# Wie erstellt man so eine Gui?



## bröggle (9. Jan 2004)

Ich habe mir mal eine Gui mit dem Gimp erstellt... nun möchte ich diese gerne aber in Java umsetzten... das bild habe ich mal angehängt... wie mache ich das, dass die elemente so unter einander angeordnet werden?






Kann mir da jemand weiterhelfen?


----------



## bummerland (9. Jan 2004)

ich würde es so machen:

das äussere ist n panel, da kann man den border so setzen, weiss aber nicht aus m kopf, wie.

das hat ein gridlayout mit 2 spalten und 5 zeilen. 
da jeweils die labels und rechts die textfields bzw. bei dem einen ein panel (flowlayout), was textfield, label und liste enthält, adden.


----------



## mariopetr (9. Jan 2004)

also die grundflaeche ist ein JPanel mit TitledBorder. das Layout sollte GridBagLayout (im sdk enthalten, fuer anfaenger recht kompliziert) sein. es gibt noch ein layout, wurde hier auch mal besprochen was diese aufgabe simpler als das GridBagLayout  loesen sollte. hies TableLayout, gluabe ich.


----------



## bröggle (9. Jan 2004)

schonmal danke für diese antworten...

Ich habe es mal versucht mit meinem jJbuilder personal ed. zu erstellen (da ich bisher kaum mit guis gearbeitet habe und dieser Editor einfach einfacher ist), jedoch verwendet dieser das borderlayout... kann ich dem irgendwie sagen dass der auf das Gridbaglayout zurückgreifen muss?

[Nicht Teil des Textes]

PR #356, opened 2023-06-12
ITKDev - Disable anonymous page cache for redirects

cableman:
#### Link to issue

https://jira.itkdev.dk/browse/CMN-629

#### Description

Response built from the ThrustedRedirectReponse class is not cached.

But the problem here is the page cache for anonymous requests, which caches all responses, even redirects and no matter if they are cacheable or not.

This is a big problem for /user/me/* as it will create a redirect loop for login, which make open id connect throw an 500 back. 

#### Screenshot of the result

N/A

#### Checklist

N/A

### DIFF
--- a/web/modules/custom/dpl_patron_redirect/src/EventSubscriber/RedirectPatronSubscriber.php
+++ b/web/modules/custom/dpl_patron_redirect/src/EventSubscriber/RedirectPatronSubscriber.php
@@ -4,6 +4,7 @@ namespace Drupal\dpl_patron_redirect\EventSubscriber;
 
 use Drupal\Core\Config\ConfigFactoryInterface;
 use Drupal\Core\Config\ImmutableConfig;
+use Drupal\Core\PageCache\ResponsePolicy\KillSwitch;
 use Drupal\Core\Path\CurrentPathStack;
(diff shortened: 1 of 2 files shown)


web/modules/custom/dpl_patron_redirect/src/EventSubscriber/RedirectPatronSubscriber.php
```diff
@@ -74,6 +74,12 @@ public function checkAuthStatus(RequestEvent $event): void {
         // ignored.
         $_SESSION['openid_connect_destination'] = $path;
 
+        // Response built from the ThrustedRedirectReponse class is not cached.
+        // But the problem here is the page cache for anonymous requests, which
+        // caches all responses, even redirects and no matter if they are
+        // cacheable or not. This will kill that cache.
+        \Drupal::service('page_cache_kill_switch')->trigger();
```
spaceo, line 81: Should be added in constructor and in `*.services.yml`

spaceo (changes requested):

spaceo (approved):
John 👍

sinejespersen (approved):

PR #357, opened 2023-06-12
Clear cache when interface language changes

spaceo:
With this change all apps gets their cache invalidated when user interface text is changed

#### Link to issue

#### Description

Discovered that interface texts did not change when an administrator updated translation.

#### Checklist

### DIFF
--- a/web/modules/custom/dpl_react/dpl_react.module
+++ b/web/modules/custom/dpl_react/dpl_react.module
@@ -142,6 +142,11 @@ function dpl_react_preprocess_dpl_react_app(array &$variables): void {
 
   $variables['#cache']['tags'][] = 'dpl_react_app';
   $variables['#cache']['tags'][] = 'dpl_react_app:' . $variables['name'];
+
+  // When changes to the interface language occurs then skip cache.
+  if (!in_array('languages:language_interface', $variables['#cache']['contexts'] ?? [])) {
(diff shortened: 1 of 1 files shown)


web/modules/custom/dpl_react/dpl_react.module
```diff
@@ -142,6 +142,11 @@ function dpl_react_preprocess_dpl_react_app(array &$variables): void {
 
   $variables['#cache']['tags'][] = 'dpl_react_app';
   $variables['#cache']['tags'][] = 'dpl_react_app:' . $variables['name'];
+
+  // When changes to the interface language occurs then skip cache.
+  if (!in_array('languages:language_interface', $variables['#cache']['contexts'] ?? [])) {
+    $variables['#cache']['contexts'][] = 'languages:language_interface';
+  }
```
kasperg, line 149:
```suggestion
  // Apps typically use *-text properties passing translated static texts from Drupal
  // to apps. Add language as a cache context to invalidate caches when translations 
  // are updated.
  $variables['#cache']['contexts'][] = 'languages:language_interface';
```

I am not sure it make a difference adding checks to whether the cache context is already there (it should not) or whether the contexts array is already set (we do not do the same for cache tags).

kasperg (approved):
LGTM

PR #361, opened 2023-06-20
ITKDev - Set missing prop-types for patron reg.

sinejespersen:
#### Link to issue

https://jira.itkdev.dk/browse/CMN-662

#### Description

Patron registration was missing some configuration.

#### Screenshot of the result

N/A

#### Checklist

N/A


cableman (approved):

web/modules/custom/dpl_patron_reg/src/Plugin/Block/PatronRegistrationBlock.php
```diff
@@ -139,19 +150,21 @@ public function build(): array {
       'pincode-length-min-config' => $patron_page_settings->get('pincode_length_min'),
       'redirect-on-user-created-url' => $config->get('redirect_on_user_created_url'),
       'user-token' => $userToken,
+      'login-url' => $userInfoEndpoint,
+      'text-notifications-enabled-config' => (int) $this->reservationSettings->smsNotificationsIsEnabled(),
```
spaceo, line 154: There is two different config keys at play right now.
The one on this line and [this one](https://github.com/danskernesdigitalebibliotek/dpl-cms/blob/0ce9f5510150be5aa822bd8326a6ae3af7eefb6f/web/modules/custom/dpl_react_apps/src/Controller/DplReactAppsController.php#L193).
Should be just one config key to avoid confusion.

spaceo (changes requested):

PR #363, opened 2023-06-24
Fix locale update cache invalidation

spaceo:
#### Link to issue

#### Description
Invalidate locale cache tag when running locale-update:
Since the locale cache tag is not invalidated when running
`drush locale-update` we need to make sure it happens ourselves
by injecting our own batch finished callback.

#### Checklist


kasperg (approved):
:+1: Given the rather complex situation I think this is a good approach.

Adamik10 (approved):
LGTM

PR #365, opened 2023-06-26
Set selected site language to 'en' in CI context

spaceo:
#### Link to issue

#### Description

We have tests asserting various UI texts. So we need to have some static strings.

#### Checklist


kasperg (approved):
:+1: LGTM

Adamik10 (approved):
LGTM

PR #373, opened 2023-07-18
5887: differentiate translation texts

sinejespersen:
#### Link to issue

https://platform.dandigbib.org/issues/5887

#### Description

Different strings for translations


jeppekroghitk (approved):

web/modules/custom/dpl_react_apps/src/Controller/DplReactAppsController.php
```diff
@@ -490,12 +490,12 @@ public static function getBlockedSettings(): array {
...
+      'blocked-patron-w-title-text' => t('Your user is blocked (w)', [], ['context' => 'Blocked user']),
+      'blocked-patron-w-body-text' => t('You therefore cannot reserve, borrow or renew loans. Please contact the library for further information (w)', [], ['context' => 'Blocked user']),
       'blocked-patron-o-title-text' => t('Blocked reason O modal title', [], ['context' => 'Blocked user']),
       'blocked-patron-o-body-text' => t('Blocked patron o body text', [], ['context' => 'Blocked user']),
-      'blocked-patron-u-title-text' => t('Your user is blocked', [], ['context' => 'Blocked user']),
-      'blocked-patron-u-body-text' => t('You therefore cannot reserve, borrow or renew loans. Please contact the library for further information', [], ['context' => 'Blocked user']),
+      'blocked-patron-u-title-text' => t('Your user is blocked (u)', [], ['context' => 'Blocked user']),
+      'blocked-patron-u-body-text' => t('You therefore cannot reserve, borrow or renew loans. Please contact the library for further information (u)', [], ['context' => 'Blocked user']),
```
kasperg, line 498: Please use the same pattern as for all blocked texts to ensure consistency.

I do not understand what `d`, `s`, `f`, `w` and `u`means and I guess it is outside the scope of this PR to provide this information. Preceeding lines add the special letters in the middle of the text e.g. "Blocked patron d title text". Here it is added in a parenthesis at the end.  

Personally I perfer the last option but the most important thing is to keep it consistent. This makes it easier to editors to look up all variations of the text.

I suggest that you change the title and body texts in this PR to the existing forms e.g. "Blocked patron w title text" and "Blocked patron w body text".

Alternately change the existing texts to the form introduced in this PR e.g. "Your user is blocked (d)", "You therefore cannot reserve, borrow or renew loans. Please contact the library for further information (d)".

web/modules/custom/dpl_loans/src/Plugin/Block/LoanListBlock.php
```diff
@@ -146,8 +146,8 @@ public function build() {
       'loan-list-status-badge-danger-text' => $this->t("Expired", [], ['context' => 'Loan list']),
       'loan-list-status-badge-warning-text' => $this->t("Expiring soon", [], ['context' => 'Loan list']),
       'loan-list-title-text' => $this->t("Your loans", [], ['context' => 'Loan list']),
-      'loan-list-to-be-delivered-digital-material-text' => $this->t("Due date @date", [], ['context' => 'Loan list']),
-      'loan-list-to-be-delivered-text' => $this->t("Due date @date", [], ['context' => 'Loan list']),
+      'loan-list-to-be-delivered-digital-material-text' => $this->t("Due date digital @date", [], ['context' => 'Loan list']),
+      'loan-list-to-be-delivered-text' => $this->t("Due date physical @date", [], ['context' => 'Loan list']),
```
kasperg, line 150: Generally I am not too keen on having texts which are not in a form which is suitable for end users as the source. 

In these cases it would be preferable to either see if we can find a more suitable text or use the context to differ.  I do not have a good solution in the current case so let's just go with this for now.

kasperg (changes requested):
:+1: but please look into the blocked texts.

web/modules/custom/dpl_react_apps/src/Controller/DplReactAppsController.php
jeppekroghitk: I fixed this. Went with the parentheses at the end for them all.

PR #374, opened 2023-08-07
Analyse profile with PHPStan and PHPCS

kasperg:
#### Description

Currently we only look in custom modules and themes. We need to look in the profile as well.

oder geht das nur per hand?
Habt ihr evtl ein tut wo man bisschen mehr mit guis zu tun bekommt? denn die meisten bücher die ich bishe rin den händen hielt, wurden ab den guis einfach schwammig ->d.h man kann zwar diese eine beschriebene gui nachbauen, aber das wars dann auch schon...


----------



## Pulvertoastman (9. Jan 2004)

bröggle hat gesagt.:
			
		

> Ich habe es mal versucht mit meinem jJbuilder personal ed. zu erstellen (da ich bisher kaum mit guis gearbeitet habe und dieser Editor einfach einfacher ist), jedoch verwendet dieser das borderlayout... kann ich dem irgendwie sagen dass der auf das Gridbaglayout zurückgreifen muss?
> 
> 
> oder geht das nur per hand?



Nein, das geht auch im Designer. Hierzu gibt es in den properties zu deinem Panel einen Eintrag mit dem namen layout. Daneben findest du eine Combobox mit verschiedenen Einträgen.

Die Position der Elemente kannst du dann auch über einen Dialaog steuern. Hierzu das Element anwählen, auf den Wert für constraints klicken und dort gibt es dann einen kleinen Button mit drei Pünktchen, den du anklicken solltest.


----------



## saxman23 (10. Jan 2004)

... also meine Erfahrungen sind die, das man es am besten (wohl nicht am schnellsten) von Hand macht, in dem man die Sachen die in die GUI sollen programmiert. Das hält zwar am Anfang ein wenig auf, aber man versteht besser wie man mit den Lavoutmanager umgeht (derer es ja mehrere, eigentlich viele gibt).
Eine gute Anleitung kannst du in den Core Java Büchern von Markt & Technik finden, leider Sie die Bücher schweineteuer, aber bessere habe ich bisher nicht gesehen. 
Die GUI (dein kleines Image) dürfte aber nicht so schwierig sein. Damit meine ich, ich könnte dir es schnell programmieren, aber dann wäre ja der Lerneffekt weg, gell. Aber im Ernst, wenn du es einmal verstanden hast, sind die nächsten GUI umso einfacher.


----------